Tuesday, May 12, 2020

40. The Whole Counsel of God

The Whole Counsel of God: Why and How to Preach the Entire Bible. Tim Patrick and Andrew Reid. Foreword by J Gary Millar. 2020. [March] Crossway. 256 pages. [Source: Review copy] [Christian nonfiction; theology]

First sentence from preface: This book was motivated by our love for the Lord and his church. In writing it, we were driven by our twin convictions that the church is established and grown by the word of the Lord, and that the Lord is rightly honored when the church sits under his word. While none of this would seem to be in any way controversial among evangelical Christians, the sobering reality is that a great deal of the Bible—perhaps, in fact, the majority—is never preached to the people of God, even in evangelical churches.

The Whole Counsel of God: Why and How to Preach the Entire Bible is written for a very specific audience. It is written for a) preachers-still-in-training, b) recently graduated and newly hired preachers c) preachers with some experience. The authors are challenging preachers to make a long-term plan for preaching through the whole Bible--all 66 books, all chapters and verses. They insist that preachers need a long-term plan, a serious plan, that will see them through decades of ministry--presumably in the same church, the same congregation.

The authors believe that preachers are not preaching thoroughly through the Bible, every book, every chapter, every verse. The authors think that churches need to be taught and "fed" from the WHOLE Bible. There isn't one verse of Bible that shouldn't be fed to the flock and expounded on. The churches--and their ministers--need the balance that only comes from believing, knowing, trusting, applying the whole counsel of God.

So part of this one is about the need to preach from the whole Bible, and why the Bible is so essential to the health of the church. The rest sets out to be more practical and applicable. How exactly does one go about preaching and teaching the whole Bible. How does one lay out--plan ahead, schedule--sermon series thirty or forty years in advance?!?! How does one balance teaching from the Old Testament and the New Testament?

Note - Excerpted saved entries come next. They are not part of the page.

PR #4149, opened 2026-09-05
fix(openclaw): resolve Dashboard agent identity from four-part session keys

### LINKED ISSUE #4144: OpenClaw: Dashboard sessions are skipped because agentId is not resolved for stable identity fallback
## Summary

`@vectorize-io/hindsight-openclaw` 0.11.1 skips OpenClaw Control UI Dashboard chat sessions with `missing stable sender identity`, even when configured for a single static bank.

## Environment

- Hindsight OpenClaw integration: 0.11.1
- OpenClaw: 2026.9.1
- Session key: `agent:main:dashboard:<uuid>`
- Static banking: `dynamicBankId: false`, named `bankId`
- `autoRetain: true`

## Actual behavior

Gateway logs report:

```text
hindsight: Skipping dispatch on session 'agent:main:dashboard:<uuid>': missing stable sender identity
```

The Dashboard is authenticated to the gateway but its conversation turns carry no human `senderId`. A direct check of the integration shows `resolveSessionIdentity({ sessionKey: 'agent:main:dashboard:<uuid>' })` returns only the session key; it does not recover `agentId: main`.

`getIdentitySkipReason()` has an intentional fallback for agent/static banking:

```ts
if (!resolvedCtx?.senderId || resolvedCtx.senderId === "anonymous") {
  if (allowCliSessions && resolvedCtx?.agentId) {
    resolvedCtx.senderId = `agent-user:${resolvedCtx.agentId}`;
  }
}
```

But the Dashboard key does not resolve `agentId`, so the fallback cannot run.

## Expected behavior

For Dashboard sessions, resolve the agent ID from `agent:<agentId>:dashboard:<uuid>` (or otherwise preserve the runtime agent ID) so the existing fallback can assign `agent-user:<agentId>` **only when** `allowCliSessions` is true—i.e. static banking is explicitly configured or agent-level banking is enabled.

This preserves the current safety property for multi-user/user-scoped banks while allowing a single-owner authenticated Dashboard to retain memories to its explicitly configured shared bank.

## Reproduction

1. Configure the plugin with `dynamicBankId: false`, a named `bankId`, and `autoRetain: true`.
2. Start a chat in the OpenClaw Control UI Dashboard.
3. Observe the skip log above; the turn is not retained.
4. Send an equivalent message over a channel with a sender ID (for example Telegram); it is retained normally.

## Notes

This seems to be an integration parsing/identity-resolution gap rather than a configuration problem. No credentials, bank IDs, or transcript content are needed to reproduce it.

r266-tech:
Fixes #4144.

## What changed

- recognize OpenClaw Control UI keys shaped as `agent:<agentId>:dashboard:<opaqueId>`
- recover only `agentId` from that namespace, leaving the live dispatch channel as the message provider
- preserve the sender identity synthesized by the existing agent/static-bank safety gate when returning and caching resolved context

This lets explicitly static or agent-scoped setups use `agent-user:<agentId>` for Dashboard sessions without weakening the existing rejection path when neither routing mode is enabled.

## Validation

- `npm test` (328 tests)
- `npm run build`
- `npx vitest run --config vitest.integration.config.ts tests/hooks.integration.test.ts` (26 tests)
- Prettier check for both changed files


koriyoshi2041 (approved):
Checked the identity boundary at `abb4e2bd`: Dashboard stays a session namespace, the live dispatch channel remains the provider, and the synthesized `agent-user:<id>` is only retained when agent/static banking makes it safe. The negative channel+user-only case also preserves the existing retryable skip.

`npx vitest run src/index.test.ts` passes all 193 tests locally. The OpenClaw install smoke failure is the same npm installer `edgesOut` failure already reproduced on #4145, outside this diff.

PR #4154, opened 2026-09-05
fix(coding-agents): exclude Codex Desktop startup instructions

Korayem:
## Summary

Codex Desktop's injected startup instructions are excluded from retained user conversation. The shared Codex reader uses content-block origin metadata when available, so genuine user text stays intact even when it contains exactly the same startup markup.

Assistant commentary, final answers, replies without a phase, compact tool actions, existing tool-output exclusions, and REF-ID metadata keep their current behavior. The change adds no settings, dependencies, or storage changes.

## Problem and evidence

Codex can serialize both injected context and genuine prompts as `response_item` messages with `role: "user"`. The role alone does not distinguish them. The reader already intends to exclude startup instructions, but its original checks recognize text beginning with `# AGENTS.md instructions for ` or `<environment_context>`.

The observed Desktop startup message begins with `<recommended_plugins>` and can use a pathless `# AGENTS.md instructions` heading. That envelope bypasses the original prefix checks and becomes a retained user row.

Review identified a limitation in the first fix: requiring all three startup blocks also requires AGENTS instructions to be present. We reproduced the partial-envelope gap with synthetic inputs. Broadening the text matcher would also classify a genuine prompt containing identical markup as injected context.

Inspection of local CLI and Desktop rollouts exposed a more precise distinction: `payload.internal_chat_message_metadata_passthrough.content_item_kinds` labels the origin of each item in `payload.content`. Observed startup kinds are `plugins.recommendations`, `agents_md.instructions`, and `environments.environment_context`; genuine text uses `user.text`. The regression inputs below reproduce that structure with invented content.

CLI startup instructions were already excluded correctly. Its retained commentary is acceptable existing behavior and remains intact.

## Behavior

For user messages, the reader uses origin metadata only when it is a complete array of nonempty strings aligned with the original content array. It excludes exactly the three known startup kinds, then joins the remaining text. Index matching happens before images or other non-text content are dropped, so mixed messages retain the right text.

| Input | Result |
| --- | --- |
| Known startup origins, including a partial Desktop envelope | Excluded per block |
| `user.text` containing an exact startup envelope or CLI prefix | Preserved |
| Mixed injected startup and genuine user text | Only startup blocks excluded |
| Unknown origin kinds or other kinds of injected context | Preserved under existing text handling |
| Missing, malformed, or misaligned origin metadata | Existing text detector used |
| Assistant messages of any phase, tool handling, and REF-ID | Unchanged |

The text fallback retains the existing CLI prefix checks and the conservative, sequential matcher for the complete Desktop envelope. It requires complete blocks with no trailing user prose, avoiding regex backtracking across a genuine request. Without usable origin metadata, text alone still cannot prove whether identical markup was typed by the user; this change does not broaden that heuristic to every partial envelope.

## Synthetic example

An injected Desktop message without an AGENTS block can be represented as:

```json
{
  "type": "response_item",
  "payload": {
    "type": "message",
    "role": "user",
    "content": [
      {"type": "input_text", "text": "<recommended_plugins>Example tools.</recommended_plugins>"},
      {"type": "input_text", "text": "<environment_context><cwd>/example</cwd></environment_context>"}
    ],
    "internal_chat_message_metadata_passthrough": {
      "content_item_kinds": ["plugins.recommendations", "environments.environment_context"]
    }
  }
}
```

Both blocks are excluded. If the first block instead has the origin `user.text`, that text is retained unchanged. This example demonstrates supported parser behavior; it is not a claim that a Desktop session without AGENTS instructions was captured.

With a subsequent arithmetic exchange, the normalized retained document still contains:

```jsonl
{"role":"system","content":"REF-ID: example-conversation"}
{"role":"user","content":"What is 2 + 2?"}
{"role":"assistant","content":"I will calculate the sum."}
{"role":"action","content":"calculator"}
{"role":"assistant","content":"4"}
```

All examples and public test fixtures are synthetic. No private transcript, environment content, or conversation identifiers are included.

## Regression coverage

- Partial startup combinations: missing AGENTS, missing plugins, and plugins alone.
- Genuine user text matching the full Desktop envelope or existing CLI prefixes.
- Mixed startup/user blocks, image index alignment, unknown origin kinds, and other injected kinds remaining intact.
- Missing, malformed, empty, and misaligned metadata falling back to existing behavior.
- Assistant commentary, final answers, and phase-less messages remaining unchanged regardless of origin labels.
- Retained source, REF-ID metadata, compact tool actions, ordinary append, and duplicate Stop suppression.
- The existing old-document replacement regression, including a subsequent normal append, remains in place.

## Validation

Checks ran against the coding-agents package with isolated test HOME, temporary directories, and Hindsight configuration:

- `npm test`: **874 tests passed across 64 files**.
- `node_modules/.bin/tsc --noEmit`: passed.
- `npm run build`: passed.
- Prettier check on all three changed files: passed. Focused independent review and Ponytail review: no actionable findings.
- The built Stop bundle passed eight subprocess scenarios using synthetic CLI/Desktop rollouts and a loopback mock API. Each verified retained conversation and metadata, the next-turn append, and duplicate Stop suppression. No real retention or model requests were made by these checks.
- The temporarily installed Stop bundle passed the same eight scenarios, with a verified bundle hash and rollback backup.
- Read-only parsing of actual CLI and Desktop rollouts produced exactly the same conversation rows as the prior fix while excluding the known startup blocks. Partial envelopes remain synthetic regression coverage.
- **Live capture with the new local override:** an ordinary completed turn in the working conversation triggered its normal Stop hook. Read-only inspection after asynchronous retention matched the completed transcript's normalized rows exactly: genuine user messages, assistant commentary/final answers, compact actions, and REF-ID were preserved; the known injected startup blocks were absent. The installed bundle hash was verified. No manual Stop, retain, or replay was used.

The earlier repository-wide lint attempt could not finish because control-plane dependencies were not installed and `@eslint/js` could not be resolved. Package validation and formatting of the changed files are reported separately above.

## Retention and rollout

The shared reader serves both Codex entry points. Local validation uses a temporary override of the self-contained Stop bundle, with a byte-verified backup and rollback instructions. Generated bundles and private validation artifacts are excluded from this PR.

If removing previously retained startup content changes an active document's prefix, its next ordinary Stop can use the existing full-document replacement path and cause re-extraction of that document. Later turns return to normal append behavior. No cursor, replacement, or extraction logic changes here.

No final-only filtering, new commentary/tool-retention settings, historical bank cleanup, forced re-ingestion, or bulk replay is included.

---

[Compound Engineering](https://github.com/EveryInc/compound-engineering-plugin)


hindsight-integrations/coding-agents/src/core/transcript-codex.ts
```diff
@@ -45,7 +45,22 @@ interface RolloutLine {
...
+  // Desktop prepends plugin guidance and omits "for <path>" from the AGENTS heading. Consume
+  // each complete block separately so matching cannot backtrack across trailing user prose.
+  let rest = s;
+  for (const block of [
+    /^<recommended_plugins>.*?<\/recommended_plugins>\s*/s,
+    /^# AGENTS\.md instructions(?: for [^\r\n]+)?\r?\n\s*<INSTRUCTIONS>.*?<\/INSTRUCTIONS>\s*/s,
+    /^<environment_context>.*?<\/environment_context>\s*/s,
+  ]) {
+    const match = block.exec(rest);
+    if (!match) return false;
```
ebarkhordar, line 61: I ran this against `ade8f410` in a clean `node:22-slim` container. Your 13 `transcript-codex` cases pass there.

The loop bails with `return false` on the first block that does not match, so all three blocks have to be present and in this order. A Desktop envelope missing any one of them is retained whole. Driving the real `readCodexTranscript`:

```
DROPPED   all three (the envelope this PR observed)
RETAINED  no AGENTS block (project without an AGENTS.md)
RETAINED  no plugins block (Desktop heading without "for <path>")
RETAINED  plugins block alone
DROPPED   env block alone (the pre-existing CLI check)
```

The AGENTS one is what I would worry about, since Codex only injects that block when the project has an AGENTS.md. I have not captured a Desktop rollout without it, so I cannot tell you that shape really occurs; that is the open question rather than a claim.

Skipping a block instead of bailing covers all five, and the terminator you already have is what keeps the false positives out:

```ts
    const match = block.exec(rest);
    if (!match) continue;
    matched = true;
    rest = rest.slice(match[0].length);
  }
  return matched && rest.length === 0;
```

`matched` is there so an empty string does not qualify. With that change `transcript-codex.test.ts`, `retain-hook.test.ts` and the five probes above run 36 passed, and all six of your quoted-example cases still keep the user's prose.

Korayem: > A Desktop envelope missing any one of them is retained whole.

Thanks for running the clean-container checks and calling out this gap, @ebarkhordar. Your comment prompted us to look more closely at how Codex records the origin of these blocks.

We reproduced the partial-envelope behavior. While checking the optional-block approach, we also found the ambiguous case: a genuine user can submit exactly `<recommended_plugins>...</recommended_plugins>` as their prompt. Both injected context and genuine prompts can have `role: "user"`, so text and role alone do not settle that distinction.

Local CLI and Desktop rollouts provide a more precise signal in `payload.internal_chat_message_metadata_passthrough.content_item_kinds`, aligned with `payload.content`. Genuine text is labeled `user.text`; the startup blocks use `plugins.recommendations`, `agents_md.instructions`, and `environments.environment_context`.

Updated in `4e0db3f1c`: with valid aligned metadata, the parser now excludes only those three startup origins, per block. This handles the partial combinations you identified while preserving genuine identical markup, mixed messages, and alignment around images. Unknown origins and other injected kinds remain under existing handling. Missing or malformed metadata keeps the conservative text fallback for compatibility.

The regressions cover these cases plus retained source, commentary/final/phase-less answers, compact actions, REF-ID, ordinary append, and duplicate Stop suppression. All **874 tests** pass, along with typecheck, build, and targeted formatting; focused review found no actionable issues.

We also installed the new Stop bundle locally with a verified rollback backup. Both the built and installed bundles passed eight isolated CLI/Desktop subprocess scenarios. Before pushing, we let our working conversation complete normally and then inspected its asynchronously retained document: every normalized conversation row matched the completed raw transcript, the injected startup blocks were absent, and commentary, final answers, compact actions, and REF-ID were preserved. No manual Stop or forced re-ingestion was used.

The partial combinations are synthetic coverage; we are still not claiming a captured Desktop session without AGENTS instructions. No historical replay or cleanup is part of this change. Thanks again for pushing us to check that boundary.

ebarkhordar: Thanks for chasing the origin labels, that is a better signal than the text shape. I read 4e0db3f1: gating on `content_item_kinds` only when the list is a complete aligned match for `payload.content`, and keeping the text fallback otherwise, covers the partial envelopes I hit without breaking a genuine prompt that happens to look like one. The fallback keeps the all three blocks requirement for rollouts with no metadata, which is the right trade to make here. I read the diff and the tests, I did not run the installed bundle.

nicoloboschi:
Thanks a lot for the diagnosis and the regression tests, @Korayem! We went with a different signal: Codex records genuine input as `item_completed` `UserMessage` events, which exist on every build we checked (0.93 → 0.153), including Desktop 0.146/0.147. Those builds don't write `content_item_kinds` and still leaked the two-block startup envelope. That lets the reader drop the text matching entirely. Continued in #4377, which adapts your retain-hook tests.

Issue #4152, opened 2026-09-05
Consolidation delete path errors on missing deletes[].observation_id; observations_deleted stays 0


lstmemery:
## Summary

Hindsight 0.9.1: while draining a consolidation backlog, 15 LLM calls errored with a
ValidationError on a missing `deletes[].observation_id`. Each failed call is discarded
fail-closed, which is the right default — but the net effect is that the
supersession-cleanup path silently does nothing, and `observations_deleted` stayed at 0
for the whole run.

## Environment

- Hindsight 0.9.1 (consolidation pipeline)
- Linux x86_64

## Reproduction

1. Run consolidation with a model whose responses sometimes include a `deletes` array
   whose entries lack `observation_id` (observed: 15 such calls during one backlog
   drain).
2. Observe the per-call ValidationError and the run-level `observations_deleted`
   counter.

## Expected vs actual

- Expected: either `deletes[].observation_id` is optional with a defined fallback for
  delete entries, or the prompt/schema is tightened so the model reliably emits it —
  and whatever failure mode remains is visible in counters.
- Actual: every call that omits the field errors out; no superseded observations are
  deleted; a run where the entire delete path fails is indistinguishable from a healthy
  run without reading per-call logs.

## Notes

- Fail-closed on a malformed delete entry is the right default; the issue is that the
  prompt/schema lets the model omit a required field at all, and nothing at run level
  surfaces the dead path.
- For context: our own memory-store maintenance guidance already recommends using a
  stricter-JSON model for consolidation calls. Open question for maintainers: should
  `deletes[].observation_id` be optional, or should the prompt/schema be tightened?

PR #4158, opened 2026-09-06
fix(consolidation): name observation_id as the delete key

ebarkhordar:
Answering the open question at the bottom of your report: tightened, not made optional. A delete with no target isn't actionable, so `observation_id` stays required.

The prompt never told the model which key a delete goes on. `_OBSERVATION_FIELDS` says "`id`: unique identifier, copy this exactly when issuing an UPDATE or DELETE" and that is the only place it names a field for one. Updates get corrected twice after that, in the DECISION GUIDE and in the `observation_id` field rule; deletes get neither, and the one worked example that showed a populated `deletes` entry went out in #1759 with the old single example. So a model that follows the prompt literally emits `{"id": ...}`, `_DeleteAction` requires `observation_id`, and `_classify_batch_failure` has ValidationError in FAIL_FAST. That's the 15 discarded calls and the 0.

Two changes. The input-field line now names the destination, `copy it verbatim into observation_id`, matching the `[uuid]` line for `source_fact_ids` just above it, and the `deletes` field rule says it too. And `_DeleteAction` takes `id` as a validation alias, since with `llm_strict_schema_consolidation` off the prompt is guidance rather than a grammar, and a model echoing the input key shouldn't cost the batch.

What providers receive is unchanged: one property `observation_id`, still required, from both the plain and the strict schema generator, and `model_dump` is the same. Updates still take `observation_id` only.

Four tests. The prompt one and the `id`-keyed delete one fail on main. The other two pin the wire contract and the canonical key and pass either way, so I checked them by flipping the alias order and then dropping the canonical name, which turns each of them red.

I haven't touched the other half of your report, that a run with a dead delete path looks like a healthy one at the counter level. Separate change and I'd rather not bundle it.

Refs #4152

### DIFF
--- a/hindsight-api-slim/hindsight_api/engine/consolidation/consolidator.py
+++ b/hindsight-api-slim/hindsight_api/engine/consolidation/consolidator.py
@@ -30,7 +30,7 @@ from itertools import combinations
 from typing import TYPE_CHECKING, Any, Literal
 
 import asyncpg
-from pydantic import BaseModel, ValidationError, field_validator
+from pydantic import AliasChoices, BaseModel, Field, ValidationError, field_validator
 
 from ...config import get_config
 from ...worker.stage import set_stage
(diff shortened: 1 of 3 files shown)


ebarkhordar:
Closing this in favour of #4183, which covers the same ground and goes further: the `id` alias is there, the prompt rule is stronger than mine, and it adds the batch-failure counter that makes a discarded response visible in the first place. Nothing here is left unlanded.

How does a minister prepare his heart and mind to preach through the whole Bible? to understand it? to preach it and teach it in a way that it makes sense to his listeners?

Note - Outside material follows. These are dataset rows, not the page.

PR #4159, opened 2026-09-06
fix(reflect): enforce max_tokens after forced synthesis

### LINKED ISSUE #4156: reflect: forced final synthesis lost max_tokens enforcement in #3389 (rewrite only runs on the done path)
**Version:** hindsight-api 0.9.2 (tag `52dcd3f8`); unchanged on `main` at `eb32332e`.

## Summary

#3389 turned reflect `max_tokens` into a visible-length target: a prompt directive plus the post-hoc rewrite. The rewrite only exists in `_process_done_tool`. `_forced_final_synthesis` had its hard `max_completion_tokens` cap removed in the same change and never received the rewrite, so on that path `max_tokens` is a hint the model can ignore.

This inverts #2756, which #2757 fixed in 0.8.5:

| Completion path | 0.8.5 (#2757) | 0.9.1+ (#3389) |
|---|---|---|
| `done` tool | rewrite | rewrite |
| forced final synthesis | hard `max_completion_tokens` | **nothing** |

The forced path was then rebuilt as split synthesis by #3392 (closing #3122) the day after #3389, and neither change carried the rewrite over. The `evidence_truncated` signal proposed in #3126 was declined because split synthesis keeps all evidence; that covers the input side, not answer length.

## Where (v0.9.2, `hindsight-api-slim/hindsight_api/engine/reflect/agent.py`)

- L1266, inside `_process_done_tool` (L1217):
  `if llm_config and max_tokens is not None and count_cl100k_tokens(answer) > max_tokens:` → rewrite with `Target budget: {max_tokens} tokens`.
- L705 `_forced_final_synthesis`: passes `max_tokens` to `build_final_prompt` (L725) / `build_reduce_prompt` (L754) for the directive only, then L775 `_log_completion(..., forced=True)` and `return ReflectAgentResult(text=answer, ...)` with no length check.
- Reached from L805 (last iteration), L817 (context-budget guard), L908 and L933 (error-recovery exits).
- On `main` (`eb32332e`) the same shape is at L770 / L1392, with `count_prompt_tokens`.
- `tests/test_reflect_page_length_decoupling.py::test_forced_synthesis_uncapped_by_default` pins the transport cap only; nothing asserts visible length on this path.

In #3389's diff the four forced-synthesis hunks replace `max_completion_tokens=max_tokens` with `synthesis_max_completion_tokens` and add `max_tokens=max_tokens` to the prompt builder; no rewrite is added. #2757's diff adds the rewrite to `_process_done_tool` only.

## Reproduction (0.9.2, `openai-codex` / `gpt-5.6-luna`, default reflect config)

`POST /v1/default/banks/{bank}/reflect` with `include.tool_calls`, bank of ~7k facts, `reflect_max_iterations` 10, `reflect_max_context_tokens` 100000, `reflect_max_completion_tokens` unset.

| | query | budget | max_tokens | path (engine log) | `trace.llm_calls` | answer (o200k tokens) |
|---|---|---|---|---|---|---|
| A | broad "across everything in memory, summarize every decision, convention and open problem" | low | 200 | `Context budget exceeded on iteration 4: ~100220 tokens >= 100000 limit. Forcing final synthesis.` → `split synthesis over 2 chunks` → `forced` | agent_1..3, final_map_2, final_map_1, final | **643** (3.2×) |
| C | narrow factual question | high | 100 | `done` | agent_1..4, **final_rewrite** | 115 |

Run A's final reduce call in `GET …/llm-requests?operation=reflect&scope=reflect` is `in 12418 out 578`, and its stored prompt carries `## Length … Aim for a complete, self-contained answer of approximately 200 tokens`. There is no `final_rewrite` call in that run. Run C, same engine and bank, shows the `done` path rewriting to budget.

At `budget: low` (`max_iterations` = 5) both low-budget runs I made ended on the forced path, one via the context guard and one on the last iteration, so for low-budget reflects this is the usual ending rather than an edge case.

## Observed on a second 0.9.2 engine over one week

Bank of a few thousand facts, `max_tokens: 2000`, budget low. Grouping `GET …/llm-requests?operation=reflect` by run: 32 reflect runs between 2026-08-30 and 2026-09-06, 12 of them forced. Every answer above ~10k chars (12,749, 16,007 and 29,237 chars, roughly 3.2k, 4k and 7k tokens) came from the forced path with no rewrite call. Every `done`-path run that overran was rewritten to 7.4k–9.9k chars, within ~25% of the target. The rewrite works where it runs.

## Why it matters

Callers that use `max_tokens` to fit a reflect answer inside a downstream limit get the guarantee only on the `done` path, and lose it on exactly the long-running questions where they are most exposed. Mental-model refreshes that end via the forced path can exceed their `max_tokens` again, which is what #2756 was about.

## Suggested fix

Lift the rewrite block from `_process_done_tool` into a helper and call it in `_forced_final_synthesis` after the answer is produced and before `_generate_structured_output`, mirroring the `done` path so structured output derives from the capped text. `llm_config`, `max_tokens`, and the document branch are already in scope. Add a forced-path counterpart to the existing over-budget rewrite test.

If skipping the rewrite there is deliberate (one fewer LLM call after an exhausted budget), it would help to say so in the `max_tokens` docs so callers know they still need their own bound on that path.

koriyoshi2041:
## Problem

`max_tokens` is enforced with a post-hoc rewrite when reflect finishes through the `done` tool, but forced final synthesis returns its answer directly. Long or context-exhausted runs can therefore exceed the caller's visible-length target.

Closes #4156.

## Fix

- Extract the existing final-answer rewrite into a shared helper.
- Apply it to both `done` and forced-synthesis completions.
- Run the rewrite before structured-output extraction so structured output is derived from the bounded answer.
- Include rewrite usage and trace data in forced-synthesis accounting.

## Test

- `uv run --project hindsight-api-slim pytest -q hindsight-api-slim/tests/test_reflect_agent.py -k 'not TestDirectiveLeakageOnEmptyBank and not TestContextOverflowIntegration and not TestMentalModelShortCircuitRealLLM'` (55 passed)
- `uv run --project hindsight-api-slim ruff check hindsight-api-slim/hindsight_api/engine/reflect/agent.py hindsight-api-slim/tests/test_reflect_agent.py`
- `uv run --project hindsight-api-slim ruff format --check hindsight-api-slim/hindsight_api/engine/reflect/agent.py hindsight-api-slim/tests/test_reflect_agent.py`
- `git diff --check`

The four excluded tests require an embedded PostgreSQL extra or live LLM credentials; the first full-file run reached 55 passing unit tests before those environment-only setup errors.

## Risk

Forced synthesis may make one additional LLM call when its answer exceeds `max_tokens`. Calls without `max_tokens` and answers already within budget are unchanged, and the rewrite remains governed by `reflect_max_completion_tokens` rather than using the visible target as a hard transport cap.

### DIFF
--- a/hindsight-api-slim/hindsight_api/engine/reflect/agent.py
+++ b/hindsight-api-slim/hindsight_api/engine/reflect/agent.py
@@ -18,6 +18,7 @@ from ...config import get_config
 from ..llm_interface import LLM_TOOL_CHOICE_AUTO, LLMToolChoice
 from ..llm_trace import LLMQueueWait, reset_queue_wait_sink, set_queue_wait_sink
 from ..llm_transport import describe_llm_error
+from ..response_models import TokenUsage
 from .models import DirectiveInfo, LLMCall, ReflectAgentResult, StructuredOutputResult, TokenUsageSummary, ToolCall
 from .prompts import (
     _SPLIT_SYNTHESIS_WARN_CHUNKS,
@@ -836,6 +837,26 @@ async def _run_reflect_agent_inner(
                 f"over {len(chunks)} context chunk(s)."
             )
 
+        answer, _, rewrite_usage, rewrite_trace = await _rewrite_final_answer(
+            answer,
+            llm_config,
+            max_tokens,
+        )
+        if rewrite_usage is not None:
+            total_input_tokens += rewrite_usage.input_tokens
+            total_output_tokens += rewrite_usage.output_tokens
+            total_cached_tokens += getattr(rewrite_usage, "cached_tokens", 0) or 0
+            total_thoughts_tokens += getattr(rewrite_usage, "thoughts_tokens", 0) or 0
+        if rewrite_trace is not None:
+            llm_trace.append(
+                {
+                    "scope": rewrite_trace.scope,
+                    "duration_ms": rewrite_trace.duration_ms,
+                    "input_tokens": rewrite_trace.input_tokens,
+                    "output_tokens": rewrite_trace.output_tokens,
+                }
+            )
+
         structured_output = None
         # ``answer`` is non-empty past the guard above, so only the schema gates this.
         if response_schema:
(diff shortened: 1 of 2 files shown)


koriyoshi2041:
Closing as superseded by #4180, which covers the same forced-synthesis length boundary and landed the stronger shared rewrite path. Thanks for picking this up.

I am a reader, a reviewer if you're being generous. I love, love, love the Bible. I love the idea of listening to sermon series that take me through whole books of the Bible. (I don't look for this in a physical church; I don't necessarily look for this from just one teaching ministry.) I do believe that expository preaching is the best kind of preaching. I do believe that the church needs the whole counsel of God. I do believe that the teaching needs to be biblical. Preachers not reading in their own ideas and beliefs into the text, but faithfully interpreting the Scripture for what it is.


I am NOT a preacher. This book was not written with me in mind. It isn't really applicable to me.

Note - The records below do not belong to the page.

PR #4164, opened 2026-09-06
fix(consolidation): expose failed LLM batches

### LINKED ISSUE #4151: Consolidation responses failing schema validation are not counted in failed_consolidation
## Summary

Hindsight 0.9.1: in a single day, 27 of 528 consolidation LLM calls failed
`_ConsolidationBatchResponse` validation, while the `failed_consolidation` counter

For better or worse, many denominations do not have one minister that is there for the duration: A man of God who settles down in one church for decades--two, three, four, possibly even five decades. This book almost demands such a situation of job security--a pastor knowing that he'll be in that one church for his whole career. Is this realistic? Maybe. Maybe not.

I say for better or worse. There are certainly ministers that I've had for eight years that felt like they were there for twenty. And there have been times where I genuinely wished my denomination was different and didn't move the pastor after three or four years. It's hard for a congregation when the Shepherd is changed every three to four years. Visions and directions change--progress potentially lost. Conflicts seem inevitable with change being the only constant.

But really, let's be honest, many denominations wouldn't really go for this expounding the whole Bible--all chapters and verses--because it wouldn't be politically correct and socially acceptable. Liberalism isn't even subtly sneaking into our churches and denominations. It's quite proud and out and wanting the majority of the vote. I believe this starts with seminaries and universities. I believe by the time a preacher reaches the church, his or her mind is set and determined not to take the Bible so literally as the very Word of God itself.

So this book faces several different challenges for readers.